WHAT THIS TASK INVOLVES
Copy each line of the following data that contains "shown".

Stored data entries
PR #4721, opened 2022-06-22
Document mx check and mx show-version

mrseanryan:
Document these mx commands which we released already:

- mx check
- mx show-version

note: this is mxassist-client reference AA-3747

SP version: 9.10+

### DIFF
--- a/content/en/docs/refguide/general/mx-command-line-tool.md
+++ b/content/en/docs/refguide/general/mx-command-line-tool.md
@@ -126,7 +126,7 @@ Return codes are described in the table below:
 | 2 | There is something wrong with the command-line options. |
 | 3 | Converting failed. |
 
-### 3.3 mx create-project Command [version 9+]
+### 3.3 mx create-project Command
 
 The `mx create-project` command creates a new app in the Studio Pro. The app version depends on the version the tool was bundled with. For example, if you are using the mx tool for Studio Pro version 8.1.0.58215,  `mx create project` will create a new app in that version. 
 
--- a/content/en/docs/refguide/general/mx-command-line-tool.md
+++ b/content/en/docs/refguide/general/mx-command-line-tool.md
@@ -140,7 +140,7 @@ The `OPTIONS` are described in the table below:
 | --- | --- | --- |
 | `app-name` | App | Assigns the specified app name to the app. |
 | `output-dir` | Current directory | The directory in which to create the app. |
-| `language-code` | Optional | The default language of the app. | 
+| `language-code` | en_US | The default language of the app. | 
 | `sprintr-app-id` | Optional | Associates the app [feedback features](/developerportal/collaborate/feedback/) with the provided [Developer Portal app](/developerportal/#my-apps). The value is a GUID. When accessing the app portal (on sprintr or on Team Server) it can be seen in the browser's URL - for example `1a428ea7-b00e-4166-9b23-20b7be88a40e`. |
 
 `TEMPLATE-MPK-FILE` is an optional path to a Mendix app package (*.mpk*) file. If this argument is omitted, the app is created with a default empty project template.
--- a/content/en/docs/refguide/general/mx-command-line-tool.md
+++ b/content/en/docs/refguide/general/mx-command-line-tool.md
@@ -21,7 +21,7 @@ The mx tool performs the commands described below.
 
 ### 3.1 mx check Command [version 9.10+]
 
-The `mx check` command checks the app MPR file for issues such as Errors, Warnings, Deprecations or Performance recommendations.
+The `mx check` command checks the app MPR file for issues such as Errors, Warnings or Deprecations.
 
 {{% alert color="info" %}}
 The MPR file must be the same version as mx.
@@ -40,7 +40,6 @@ The `OPTIONS` are described in the table below:
 | `--help` | `-h` | Displays the help text and exits. |
 | `--warnings` | `-w` | Include warnings in the output |
 | `--deprecations` | `-d` | Include deprecations in the output |
-| `--performance` | `-p` | Include performance checks in the output (performance recommendations are only output if there are no errors) |
 
 {{% alert color="info" %}}
 Errors in the MPR are always reported.
@@ -56,9 +55,7 @@ Examples of commands are described in the table below:
 | --- | --- |
 | `mx check --help` | Displays the help text for the check command. |
 | `mx check C:\MxProjects\App-main\App-main.mpr` | Checks the app at `C:\MxProjects\App-main\App-main.mpr` for errors. |
-| `mx check C:\MxProjects\App-main\App-main.mpr -p` | Checks the app at `C:\MxProjects\App-main\App-main.mpr` for errors and performance recommendations. |
-| `mx check C:\MxProjects\App-main\App-main.mpr --warnings --deprecations` | Checks the app at `C:\MxProjects\App-main\App-main.mpr` for errors, warnings, and deprecations. |
-| `mx check C:\MxProjects\App-main\App-main.mpr -w -d -p` | Checks the app at `C:\MxProjects\App-main\App-main.mpr` for errors, warnings, deprecations, and performance recommendations. |
+| `mx check C:\MxProjects\App-main\App-main.mpr --warnings --deprecations` | Checks the app at `C:\MxProjects\App-main\App-main.mpr` for errors, warnings and deprecations. |
 
 #### 3.1.3 Return Codes
 
@@ -70,9 +67,8 @@ Return codes are described in the table below:
 | 1 | Errors were found. |
 | 2 | Warnings were found. |
 | 4 | Deprecations were found. |
-| 8 | Performance recommendations were found. |
 
-Those values are logically OR combined to indicate when there are a mix of errors, warnings, deprecations, and performance recommendations.
+Those values are logically OR combined to indicate when there are a mix of errors, warnings, deprecations.
 
 For example:
 - 3 if errors and warnings found
--- a/content/en/docs/refguide/general/mx-command-line-tool.md
+++ b/content/en/docs/refguide/general/mx-command-line-tool.md
@@ -9,21 +9,19 @@ tags: ["mx", "command-line", "tool", "mx", "studio pro", "windows", "linux"]
 
 ## 1 Introduction
 
-The **mx tool** is a Windows and Linux command-line tool that can be used to do useful things with your Mendix app.
+The **mx tool** is a Windows and Linux command-line tool that can be used to perform various actions on a Mendix app.
 
 ## 2 Location
 
-Mendix Studio Pro comes with the mx command-line tool. The executable `mx.exe` file can be found in the same folder that contains `studiopro.exe` (for example, *C:\Program Files\Mendix\8.1.0.58215\modeler\mx.exe*).
+Mendix Studio Pro comes with the mx command-line tool. The executable `mx.exe` file can be found in the same folder that contains `studiopro.exe` (for example, *C:\Program Files\Mendix\9.12.2.44241\modeler\mx.exe*).
 
 ## 3 mx Tool Options
 
-The mx tool enables the options described below.
+The mx tool performs the commands described below.
 
 ### 3.1 mx check Command
 
-The `mx check` command checks the app for issues such as Errors, Warnings, Deprecations or Performance recommendations.
-
-The input is an MPR file.
+The `mx check` command checks the app MPR file for issues such as Errors, Warnings, Deprecations or Performance recommendations.
 
 #### 3.1.1 Usage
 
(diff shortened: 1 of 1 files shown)


mrseanryan:
@MarkvanMents ready for review

content/en/docs/refguide/general/mx-command-line-tool.md
```diff
@@ -19,7 +19,60 @@ Mendix Studio Pro comes with the mx command-line tool. The executable `mx.exe` f
...
+
+The `mx check` command checks the app for issues such as Errors, Warnings, Deprecations or Performance recommendations.
+
+The input is an MPR file.
+
+#### 3.1.1 Usage
+
+Use the following command pattern for `mx check`:
+
+`mx convert [OPTIONS] INPUT`
```
MarkvanMents: mx check, surely.
```suggestion
`mx check [OPTIONS] INPUT`
```

content/en/docs/refguide/general/mx-command-line-tool.md
```diff
@@ -71,11 +124,11 @@ Return codes are described in the table below:
 | 2 | There is something wrong with the command-line options. |
 | 3 | Converting failed. |
 
-### 3.2 mx create-project Command
+### 3.3 mx create-project Command
```
MarkvanMents, line 129: Should this be deprecated and replaced with
`mx create-app`
?

content/en/docs/refguide/general/mx-command-line-tool.md
```diff
@@ -100,7 +153,7 @@ Examples of commands are described in the table below:
 | `mx create-project --app-name "MyFirstApp" --output-dir "C:/Projects/MyFirstApp"` | Creates an app named `MyFirstApp` in the *C:/Projects/MyFirstApp* folder using all the default parameters. |
```
MarkvanMents: The options here are quoted. In `mx convert` they are not quoted. Should we be consistent and always quote the parameters?

content/en/docs/refguide/general/mx-command-line-tool.md
```diff
@@ -9,27 +9,82 @@ tags: ["mx", "command-line", "tool", "mx", "studio pro", "windows", "linux"]
...
+
+Those values are logically OR combined to indicate when there are a mix of errors, warnings, deprecations, and performance recommendations.
+
+For example:
+- 3 if errors and warnings found
+- 7 if errors, warnings, and deprecations found
+
+### 3.2 mx convert Command
+
+The `mx convert` command converts the app(s) MPK file(s) to a specific Studio Pro version. For example, if you are using the mx command-line tool for Mendix version 9.12.2.44241, then `mx convert` will convert the app to that version.
```
MarkvanMents, line 79: Why does this work on the MPK file when all the others work on the MPR file?
I think this could cause confusion and errors.
Studio Pro also works on the MPR file when it does a conversion.

content/en/docs/refguide/general/mx-command-line-tool.md
```diff
@@ -9,27 +9,82 @@ tags: ["mx", "command-line", "tool", "mx", "studio pro", "windows", "linux"]
...
 ## 3 mx Tool Options
 
-The mx tool enables the options described below.
+The mx tool performs the commands described below.
 
-### 3.1 mx convert Command
+### 3.1 mx check Command
 
-The `mx convert` command converts the app(s) to a specific Studio Pro version. For example, if you are using the mx command-line tool for Mendix version 8.1.0.58215, then `mx convert` will convert the app to that version. 
+The `mx check` command checks the app MPR file for issues such as Errors, Warnings, Deprecations or Performance recommendations.
```
MarkvanMents: I assume this only works if the MPR file is the same version as mx.exe?
If so, I think we should say so.
And does this work for all versions of Mx9, or only from a particular release?

content/en/docs/refguide/general/mx-command-line-tool.md
```diff
@@ -85,12 +140,12 @@ The `OPTIONS` are described in the table below:
...
 | `app-name` | App | Assigns the specified app name to the app. |
 | `output-dir` | Current directory | The directory in which to create the app. |
-| `language-code` | Optional | The default language of the app. |
+| `language-code` | Optional | The default language of the app. | 
 | `sprintr-app-id` | Optional | Associates the app [feedback features](/developerportal/collaborate/feedback/) with the provided [Developer Portal app](/developerportal/#my-apps). |
 
 `TEMPLATE-MPK-FILE` is an optional path to a Mendix app package (*.mpk*) file. If this argument is omitted, the app is created with a default empty project template.
 
-#### 3.2.2 Examples
+#### 3.3.2 Examples
```
MarkvanMents, line 148: Would be nice to have an example with a `sprintr-app-id` so customers can see the format of this.

We also don't use Sprintr in customer facing documentation, so can you think of a better name for this option? I assume that it isn't going to be the same as a Team Server app id?

content/en/docs/refguide/general/mx-command-line-tool.md
```diff
@@ -85,12 +140,12 @@ The `OPTIONS` are described in the table below:
 | --- | --- | --- |
 | `app-name` | App | Assigns the specified app name to the app. |
 | `output-dir` | Current directory | The directory in which to create the app. |
-| `language-code` | Optional | The default language of the app. |
+| `language-code` | Optional | The default language of the app. |
```
MarkvanMents: Is this really completely optional, or does it default to en-US?
What happens in Studio Pro if there is no default language set?

MarkvanMents (changes requested):
Hi Sean (@mrseanryan )
I've reviewed the whole document, rather than just the changes.
If there is information which is only for Mx 9.16, then we can't release it until then. Should we take that out and put it into a separate PR so we can put this out now.
We should also be clear which commands work in which versions, so customers in 9.1 don't try something that only works in 9.12 and above.

Let me know what we can do here to get the information out to customers as soon as possible.
Mark

content/en/docs/refguide/general/mx-command-line-tool.md
mrseanryan: hm my understanding is that `show-version` and `check` are run on apps that are already in use on the user's machine (and any conversion has already been done). So they are in the 'extracted' state which has an MPR file.

Whereas `convert` is for some app that is not yet in use, and needs to be converted.
`convert` takes a MPK file, or else a folder.

If we want to change how this behaves, that would be some future work 🤔  not related to this PR.

content/en/docs/refguide/general/mx-command-line-tool.md
mrseanryan: Possibly - that would be for SOLP team

content/en/docs/refguide/general/mx-command-line-tool.md
mrseanryan: I will update.

notes:
- mx check == 9.10
- mx show-version == 9.4
- mx convert = (has always been in SP9)

future:
- mx check --performance ==  9.16

content/en/docs/refguide/general/mx-command-line-tool.md
mrseanryan: I believe `sprintr-app-id` is a Team Server app ID.

I will check  ...

mrseanryan: yes they are the same.

The value is a GUID. 
When accessing the app portal (on sprintr OR on Team Server) it can be seen in the browser's URL

sprintr example:
https://sprintr.home.mendix.com/link/buzz/1a428ea7-b00e-4166-9b23-20b7bf88a70d

team server example:

https://teamserver.sprintr.com/1a428ea7-b00e-4166-9b23-20b7bf88a70d

content/en/docs/refguide/general/mx-command-line-tool.md
mrseanryan: In the source code there is a hard-coded default `en_US`

mrseanryan: So, yes it is really optional.   

default = `en_US`

mrseanryan:
> Hi Sean (@mrseanryan ) I've reviewed the whole document, rather than just the changes. If there is information which is only for Mx 9.16, then we can't release it until then. Should we take that out and put it into a separate PR so we can put this out now. We should also be clear which commands work in which versions, so customers in 9.1 don't try something that only works in 9.12 and above.
> 
> Let me know what we can do here to get the information out to customers as soon as possible. Mark

Great!

(done) I will split out the 9.16 specific items to a separate PR.

content/en/docs/refguide/general/mx-command-line-tool.md
mrseanryan: hm normally the quoting is not needed.

so maybe it makes sense to remove the quotes ?

content/en/docs/refguide/general/mx-command-line-tool.md
mrseanryan: (unless I can do in some future crafting ... )

content/en/docs/refguide/general/mx-command-line-tool.md
mrseanryan: related: most of the commands use `Windows` folder separators like `\`
but `mx create-project` uses Unix style.

suggest: `mx create-project` text be changed to be consistent with the other commands

what do you think?

content/en/docs/refguide/general/mx-command-line-tool.md
mrseanryan: done

content/en/docs/refguide/general/mx-command-line-tool.md
mrseanryan: done

content/en/docs/refguide/general/mx-command-line-tool.md
mrseanryan: done

content/en/docs/refguide/general/mx-command-line-tool.md
MarkvanMents: Thanks for the explanation. I've changed the text to highlight more that it is MPKs and not MPRs. If we get lots of support calls I can add a big banner, but I'll leave it for now.

content/en/docs/refguide/general/mx-command-line-tool.md
MarkvanMents: I think putting en_US is more accurate. The first example shows that you don't need to put any options.
```suggestion
| `language-code` | en_US | The default language of the app. | 
```

content/en/docs/refguide/general/mx-command-line-tool.md
MarkvanMents: Great catch.
Yes, I think we should be consistent and use either all Windows style or all Unix style.
And perhaps remove the quotes - but I assume it will work if you quote directory paths with spaces. I think we can assume that customers know this.

MarkvanMents (changes requested):
Hi Sean,
Thanks for your responses.
Can you just check my suggestion and update the quoted strings and directory paths. Then I can publish this.

Thanks for all your work.

content/en/docs/refguide/general/mx-command-line-tool.md
```diff
@@ -9,27 +9,82 @@ tags: ["mx", "command-line", "tool", "mx", "studio pro", "windows", "linux"]
...
+| 2 | Warnings were found. |
+| 4 | Deprecations were found. |
+
+Those values are logically OR combined to indicate when there are a mix of errors, warnings, deprecations.
+
+For example:
+- 3 if errors and warnings found
+- 7 if errors, warnings, and deprecations found
+
+### 3.2 mx convert Command [version 9+]
```
MarkvanMents: I think we can remove the version information as it is in all Mx 9 versions?
```suggestion
### 3.2 mx convert Command
```

content/en/docs/refguide/general/mx-command-line-tool.md
```diff
@@ -50,32 +105,32 @@ For `OUTPUT`, enter the output location for the converted results. Mind the foll
...
-| Exit Code | Description |
+| Return Code | Description |
 | --- | --- |
 | 0 | The conversion was successful. |
 | 1 | An internal error occurred. |
 | 2 | There is something wrong with the command-line options. |
 | 3 | Converting failed. |
 
-### 3.2 mx create-project Command
+### 3.3 mx create-project Command [version 9+]
```
MarkvanMents:
```suggestion
### 3.3 mx create-project Command
```

MarkvanMents (changes requested):
Hi - sorry another couple of suggestions.
I don't think we need to put versions on the functions which are available for all Mendix 9 versions, so i've suggested removing them.
Then, with the other suggestions, I think we can publish.

content/en/docs/refguide/general/mx-command-line-tool.md
mrseanryan: done

mrseanryan:
> Hi - sorry another couple of suggestions. I don't think we need to put versions on the functions which are available for all Mendix 9 versions, so i've suggested removing them. Then, with the other suggestions, I think we can publish.

done!

I think it is ready now, let me know if I missed anything.

MarkvanMents (approved):
Thanks Sean, @mrseanryan 
I'll publish this and then review the other one to see if it needs rebasing or anything.
Thanks for working with me.
Mark

PR #4729, opened 2022-06-24
Revert "Revert "Fix statement about changed date""

MarkvanMents:
Need to discuss with the developers.
This behaviour is not consistent for all versions of Mendix and behaviour in 9.5 and before needs to be mentioned.
Reverts mendix/docs#4728


MarkvanMents:
See internal Slack discussion here for reason.
https://mendix.slack.com/archives/C3T260XGA/p1655445857546739

jdsalchow:
Remarking that there was a change here is a really good idea, thanks @MarkvanMents!

PR #4732, opened 2022-06-27
[UIA-118] Use adapter microflows from Administration module

allard-mx:
The Administration module now contains 'adapter' microflows that can be used to set-up Mendix SSO v3.0.0 or higher. The use of the Administration module is recommended. This PR contains an update to the MendixSSO documentation, to point users towards these adapter microflows when configuring Mendix SSO.

 Users can still choose to use the microflows in the **MOVE_THIS** folder. This is described in a separate info alert.


content/en/docs/developerportal/deploy/mendix-cloud-deploy/mendix-sso.md
```diff
@@ -126,21 +126,25 @@ To enable Mendix SSO in your app, follow these steps:
 
 1. Import the [Mendix SSO module](https://marketplace.mendix.com/link/component/111349/) from the Mendix Marketplace.
 
-2. Add the microflow **MendixSSO_AfterStartup** to the **After startup** microflow by performing the following steps:
+2. Optionally, import the [Administration module](https://marketplace.mendix.com/link/component/23513) from the Mendix Marketplace (recommended).
```
MarkvanMents, line 128: Isn't the Administration module included in all starter apps? Customers would have to remove it deliberately for it not to be there?
Or are there some starter apps which don't have it?

content/en/docs/developerportal/deploy/mendix-cloud-deploy/mendix-sso.md
```diff
@@ -126,21 +126,25 @@ To enable Mendix SSO in your app, follow these steps:
...
+
+3. Add the microflow **MendixSSO_AfterStartup** to the **After startup** microflow by performing the following steps:
     1. Open **App Settings** from the **App Explorer**.
     2. Click the **Runtime** tab.
     3. Click **Select…** for the **After startup** microflow.
-    4. Choose the microflow **Marketplace modules** > **MendixSSO** > **MOVE_THIS** > **CustomizableMendixSSOMicroflows** > **MendixSSO_AfterStartup** (you can use the filter to find it quickly) and click **Select**.
+    4. Choose the microflow **Marketplace modules** > **Administration** > **Mendix SSO** >  **MendixSSO_AfterStartup** (you can use the filter to find it quickly) and click **Select**.
```
MarkvanMents, line 134: I believe these instructions were left deliberately neutral as to how customers want to administer users.
Would it be better to leave this document alone and add these instructions in the documentation of the [Administration Module](https://marketplace.mendix.com/link/component/23513)

MarkvanMents (commented):
Hi @allard-mx 
I'm not sure whether this is the right place to add this documentation. I think it might be better in the documentation of the Administration module so we can leave this document neutral as to how the customer does user administration. Particularly as most of the administration doesn't make sense for users who are using SSO.

I have asked for a review in the id-services Slack channel.

content/en/docs/developerportal/deploy/mendix-cloud-deploy/mendix-sso.md
allard-mx: That's right, the module is by default included in all starter apps. This was meant to inform users that the Administration module is optional, and by no means required for Mendix SSO. I agree that the phrasing can be improved here.

content/en/docs/developerportal/deploy/mendix-cloud-deploy/mendix-sso.md
allard-mx: We understood that the Mendix SSO + Administration combination is now the default and recommended way to use Mendix SSO in new apps. That is also the reason why both Mendix SSO and these adapter microflows are now by default included in the blank starter apps. You can still use Mendix SSO without the Administration module, but Administration contains a preconfigured set-up for using Mendix SSO. We would like to somehow point users to this option when they are trying to set-up Mendix SSO.

MarkvanMents: Thanks for the explanation.

I'd just like to get the SSO (identity services) team involved just to make sure that we get a good balance between how they think this is used and pointing the customers in the direction of the .
Unfortunately, they are doing planning this week - but I hope they can look at this in the next few days.
I'll pick this up as soon as I get a response from them.
Hope that is OK for timing.

zaipie:
Hi @allard-mx ,

What team are you in and who gave you this assignment?
I think something very wrong is happening here. I find it very strange that our team was not consulted on updating the documentation for our module, and that somebody we have never heard of is now telling us what the new 'default and recommended' way to use our module is.

@MarkvanMents is completely correct that we created the module and this documentation to be as simplistic and neutral as possible, so it can be used without any dependencies on or complications with other modules. I agree with Marks suggestion to add these instructions to the Administration module documentation.

If it really turns out to be very important to the new starter apps preconfigured set-up to be addressed on the MendixSSO documentation page, I suggest to add an extra section to chapter "5. Customizing Mendix SSO". (As from the atomic MendixSSO module's perspective, the addition of the Administration module is in fact a customization.)

"There are two ways you can modify the Mendix SSO module. You can use snippets from the Marketplace module Mendix SSO in your pages, or you can modify the Mendix SSO module in any way you like to support your end-user administration requirements."

This introduction already clearly mentions the possibility to modify the module in any way you like, this could support a section that explains the Mendix SSO + Administration combination being used in the starter apps.

And please, if this is necessary, come and talk to us before creating a merge request.

Kind regards,
Marijn
Identity Services team

PS - apologies if this comes over too strong, but I have lost count of the number of times the Studio and Workflow teams have taken over the narrative of our module without even communicating afterwards.

allard-mx:
Had a meeting with Marijn & Ronny yesterday in which we discussed this PR and how to move forward. We agreed to:
- Update the docs for the Administration module on how to use the Administration module with Mendix SSO
- Add an extra section to chapter "5. Customizing Mendix SSO" of the Mendix SSO docs that mentions the available adapter microflows in the Administration module, as suggested by Marijn in the comment above

I will close this PR and create a new one for these changes.

PR #4740, opened 2022-06-28
Notice about module deprecation

johannahemminger:


johannahemminger:
Hey @Luyao-Zhang-1 ! The email connector module that is currently being released will eventually replace these two modules (IMAP/POP3 and Email with Templates). It has not been decided when it will happen, but sometime in the next months. What do you think about adding this notice to these files?

Luyao-Zhang-1:
> 

@johannahemminger Looking good!

PR #4743, opened 2022-06-28
New Category for Lead Generation

rajesh-rakshe-mendix:
Added `App Services` category in list which support lead generation. Also corrected existing Category names with Capital case.


Adam-Dupaski (approved):

Adam-Dupaski:
@rajesh-rakshe-mendix category types do not get capital case when cited generically

PR #4758, opened 2022-06-30
security recommendation email template

Andries-Smit:
To prevent man in the middle attacks it would be good to advices developers to preferer SSL and combination with checking server identity.


Luyao-Zhang-1:
@Andries-Smit Thanks for raising the PR. 
May I ask you something? Perhaps it is very obvious for experienced users – but where can I find the **Server configuration** settings where I can set the **Use SSL option** in combination with **Use SSL check server identity**?

Andries-Smit:
Where it can be found in the running application depends on how the developer incorporates the **Administration** snippet
image
Or when setting up the module via the wizard
image

Luyao-Zhang-1:
@Andries-Smit Thank you for your input! I included these details in the doc. 
I will merge this PR tomorrow afternoon. If you have any comments, please let me know before that. Cheers!

PR #4766, opened 2022-07-01
Update text-box.md

RCatersels:
Under Accesibility you have currently two more options in Mx9: Screen reader caption and Aria required. Now the first one I can guess but no clue what that Aria required does. Could these options be explained by somebody from Mendix?


ConnorLand:
Hi @RCatersels . Thank you for your PR. 

Screen reader caption is actually already documented [here](https://docs.mendix.com/refguide/common-widget-properties/#21-screen-reader-caption), because it is a common page editor property. However you are correct that **Aria required** was not documented. I will add the correct documentation and then merge your PR.

Thank you for contributing to the documentation.

ConnorLand (approved):

PR #4797, opened 2022-07-11
Remove (page).URL from our layouts as it is deprecated

MarkvanMents:
Files are slightly different lengths, but cannot identify any differences.
Output compared in VS Code - no differences found
Formatted JSON in VS Code and compared first 150000 characters (cannot format entire file) - no differences found

### DIFF
--- a/layouts/_default/list.mxdocsalgolia.json
+++ b/layouts/_default/list.mxdocsalgolia.json
@@ -148,7 +148,7 @@ Define Global variables
                             {{- end -}}
                         {{- end -}}
                         {{- $scratch.SetInMap $uniqueHit "weight.tag_name" $tagName -}}
-                        {{- /* .URL takes into account any changes by using the url: tag in the front matter */ -}}
+                        {{- /* .RelPermalink gives the page address relative to the baseURL. It reflects any changes from the url: tag in the front matter */ -}}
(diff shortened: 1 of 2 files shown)


MarkvanMents:
Also removed the else in the navbar.html as this would also trigger a deprecation - cannot identify any issues.

layouts/_default/list.mxdocsalgolia.json
```diff
@@ -149,7 +149,7 @@ Define Global variables
                         {{- end -}}
                         {{- $scratch.SetInMap $uniqueHit "weight.tag_name" $tagName -}}
                         {{- /* .URL takes into account any changes by using the url: tag in the front matter */ -}}
```
NatasaKralj: I would only change the comment on line 151 to reflect the new parameter being used. While `.RelPermalink` does give the same result as `.Params.url` (grabs the front matter parameter), it is a parameter that can be configured separately through `permalink`.
"Grabs address relative to baseURL, can be affected by permalink parameter" as the comment perhaps?

NatasaKralj:
The changes look good, work well.

layouts/_default/list.mxdocsalgolia.json
MarkvanMents: Good idea - I'll do that, then merge.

EXERCISE RESPONSE
(diff shortened: 1 of 1 files shown)
(diff shortened: 1 of 2 files shown)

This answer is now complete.